Multivalent Exosome based protein vaccine: a "mix and match" approach to epidemic viruses' challenges. (preprint)

Endemic viruses are becoming increasingly the norm, and the development of a rapid and effective vaccine is emergent. Here, we used our StealthX TM exosome platform to express either Influenza H3 (StealthTM X-Hemagglutinin, STX-H3) or SARS-CoV-2 Delta spike (StealthTM X-Spike, STX-S) protein on the surface and facilitate their trafficking to the exosomes. When administered as single product, both STX-H3 and STX-S induced a strong immunization with the production of a potent humoral and cellular immune response in mice. Interestingly, these effects were obtained with administration of nanograms of protein and without adjuvant. Therefore, we tested the possibility of a multivalent vaccine: STX-H3 and STX-S exosomes were formulated together in a "mix and match" approach and the immune response was further evaluated. We showed that our STX-H3+S cocktail vaccine is as effective as the single components administered separately, resulting in a strong antibody and T-cell response. Our data show that our exosome platform has an enormous potential to revolutionize vaccinology by rapidly facilitating antigen presentation, and for therapeutics by enabling cell and tissue specific targeting.

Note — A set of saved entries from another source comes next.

PR #5754, opened 2022-07-21
Transfers: ensure transfer and stagein logic for qos and tests #4751

maatthias:


lib/rucio/core/lock.py
```diff
@@ -398,7 +398,14 @@ def failed_transfer(scope, name, rse_id, error_message=None, broken_rule_id=None
     :param session:         The database session in use.
     """
 
-    locks = session.query(models.ReplicaLock).with_for_update(nowait=nowait).filter_by(scope=scope, name=name, rse_id=rse_id)
+    staging_required = next(iter(get_rse_attribute('staging_required', rse_id=rse_id, session=session)), False)
```
bari12: This `next(iter(..)` doesn't seem necessary to me. If the attribute does not exist, you will get None back and the if block below will evaluate to False?

lib/rucio/core/lock.py
```diff
@@ -398,7 +398,14 @@ def failed_transfer(scope, name, rse_id, error_message=None, broken_rule_id=None
...
+    if staging_required:
+        rse_name = get_rse_name(rse_id=rse_id, session=session)
+        logger(logging.INFO, f'Destination RSE {rse_name} is type staging_required so do not update other OK replica locks.')
```
bari12: This should be DEBUG

lib/rucio/core/rule_grouping.py
```diff
@@ -842,6 +842,14 @@ def __create_lock_and_replica(file, dataset, rule, rse_id, staging_area, availab
                                                         lifetime=lifetime,
                                                         session=session))
 
+    # If staging_required type RSE then set pin to RSE attribute maximum_pin_lifetime
+    staging_required = next(iter(get_rse_attribute('staging_required', rse_id=rse_id, session=session)), False)
+    maximum_pin_lifetime = next(iter(get_rse_attribute('maximum_pin_lifetime', rse_id=rse_id, session=session)), None)
```
bari12: Per default this would already reply `None`

lib/rucio/core/rule_grouping.py
```diff
@@ -842,6 +842,14 @@ def __create_lock_and_replica(file, dataset, rule, rse_id, staging_area, availab
                                                         lifetime=lifetime,
                                                         session=session))
 
+    # If staging_required type RSE then set pin to RSE attribute maximum_pin_lifetime
+    staging_required = next(iter(get_rse_attribute('staging_required', rse_id=rse_id, session=session)), False)
```
bari12: Again, the `None` reply should be enough for the if block below?

lib/rucio/core/rule_grouping.py
```diff
@@ -842,6 +842,14 @@ def __create_lock_and_replica(file, dataset, rule, rse_id, staging_area, availab
...
+    maximum_pin_lifetime = next(iter(get_rse_attribute('maximum_pin_lifetime', rse_id=rse_id, session=session)), None)
+
+    if staging_required:
+        rse_name = get_rse_name(rse_id=rse_id, session=session)
+        logger(logging.INFO, f'Destination RSE {rse_name} is type staging_required and if replica exists create STAGEIN request.')
```
bari12: DEBUG

lib/rucio/core/rule_grouping.py
```diff
@@ -855,12 +863,27 @@ def __create_lock_and_replica(file, dataset, rule, rse_id, staging_area, availab
...
+                                                            scope=file['scope'],
+                                                            name=file['name'],
+                                                            rule=rule,
+                                                            lock=new_lock,
+                                                            bytes_=file['bytes'],
+                                                            md5=file['md5'],
+                                                            adler32=file['adler32'],
+                                                            ds_scope=dataset['scope'],
+                                                            ds_name=dataset['name'],
+                                                            lifetime=maximum_pin_lifetime if staging_required else None,
```
bari12: This should probably be the the rule_lifetime, unless the rule_lifetime is bigger than maximum_pin_lifetime, in which case maximum_pin_lifetime is used.
The `else None` part is also not really possible in this case :-)

lib/rucio/core/rule_grouping.py
```diff
@@ -893,6 +916,7 @@ def __create_lock_and_replica(file, dataset, rule, rse_id, staging_area, availab
                                                                 adler32=file['adler32'],
                                                                 ds_scope=dataset['scope'],
                                                                 ds_name=dataset['name'],
+                                                                lifetime=maximum_pin_lifetime if staging_required else None,
```
bari12: This is correct (The comment with the lifetime limit still holds though)
I am wondering though if it works. E.g. For a transfer from an RSE, somewhere in the world, to the MAS RSE, will the PIN lifetime by communicated? Or will this just be communicated for a STAGEIN?

lib/rucio/core/rule_grouping.py
```diff
@@ -954,6 +978,7 @@ def __create_lock_and_replica(file, dataset, rule, rse_id, staging_area, availab
                                                             adler32=file['adler32'],
                                                             ds_scope=dataset['scope'],
                                                             ds_name=dataset['name'],
+                                                            lifetime=maximum_pin_lifetime if staging_required else None,
```
bari12: Also see comment with lifetime limit from above

lib/rucio/tests/test_conveyor.py
```diff
@@ -757,6 +759,291 @@ def test_stager(rse_factory, did_factory, root_account, replica_client):
     assert replica['state'] == ReplicaState.AVAILABLE
 
 
+@skip_rse_tests_with_accounts
+@pytest.mark.noparallel(reason="runs submitter; poller and finisher")
+def test_transfer_to_mas_new_replica(rse_factory, did_factory, root_account):
+    """
+    Test qos: transfer from tape to disk
```
bari12: This is actually from DISK to TAPE
I would add some more description, something like. Test QoS transfer from some RSE in the world to MAS

lib/rucio/tests/test_conveyor.py
```diff
@@ -757,6 +759,291 @@ def test_stager(rse_factory, did_factory, root_account, replica_client):
...
+
+    # mock a failed transfer
+    # re-query request to get external_id
+    request = request_core.get_request(request_id=request['id'])
+    request_core.set_request_state(request_id=request['id'], state=RequestState.FAILED, external_id=request['external_id'])
+    finisher(once=True, partition_wait_time=None)
+    lock_core.failed_transfer(scope=did['scope'], name=did['name'], rse_id=dst_rse_id)
+
+    assert rule_core.get_rule(rule_id)['state'] == RuleState.STUCK
+    assert lock_core.get_replica_locks_for_rule_id(rule_id=rule_id)[0]['state'] == LockState.STUCK
```
bari12, line 847: Also test the replica state here (UNAVAILABLE)

lib/rucio/tests/test_conveyor.py
```diff
@@ -757,6 +759,291 @@ def test_stager(rse_factory, did_factory, root_account, replica_client):
...
+        assert filtered_lock['state'] == LockState.OK
+    for rse_id in all_rses:
+        assert replica_core.get_replica(rse_id=rse_id, **did)['state'] == ReplicaState.AVAILABLE
+
+
+@skip_rse_tests_with_accounts
+@pytest.mark.noparallel(reason="runs submitter; poller and finisher")
+def test_failed_transfer_to_mas_new_replica(rse_factory, did_factory, root_account):
+    """
+    Test a qos failed transfer from tape to disk
```
bari12: Also from DISK to TAPE here?

lib/rucio/tests/test_conveyor.py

Nanograms of SARS-CoV-2 Spike Protein Delivered by Exosomes Induce Potent Neutralization of Both Delta and Omicron Variants. (preprint)

Exosomes are emerging as potent and safe delivery carriers for use in vaccinology and therapeutics. A better vaccine for severe acute respiratory syndrome coronavirus 2 (SARS-CoV-2) is needed to provide improved, broader, longer lasting neutralization of SARS-CoV-2, a more robust T cell response, enable widespread global usage, and further enhance the safety profile of vaccines given the likelihood of repeated booster vaccinations. Here, we use Capricor's StealthXTM platform to engineer exosomes to express native SARS-CoV-2 spike Delta variant (STX-S) protein on the surface for the delivery of a protein-based vaccine for immunization against SARS-CoV-2 infection. The STX-S vaccine induced a strong immunization with the production of a potent humoral immune response as demonstrated by high levels of neutralizing antibody not only against the delta SARS-CoV-2 virus but also two Omicron variants (BA.1 and BA.5), providing broader protection than current mRNA vaccines. Additionally, both CD4+ and CD8+ T cell responses were increased significantly after treatment. Quantification of spike protein by ELISA showed that only nanograms of protein were needed to induce a potent immune response. This is a significantly lower dose than traditional recombinant protein vaccines with no adjuvant required, which makes the StealthXTM exosome platform ideal for the development of multivalent vaccines with a better safety profile. Importantly, our exosome platform allows novel proteins, or variants in the case of SARS-CoV-2, to be engineered onto the surface of exosomes in a matter of weeks, comparable with mRNA vaccine technology, but without the cold storage requirements. The ability to utilize exosomes for cellular delivery of proteins, as demonstrated by STX-S, has enormous potential to revolutionize vaccinology by rapidly facilitating antigen presentation at an extremely low dose resulting in a potent, broad antibody response.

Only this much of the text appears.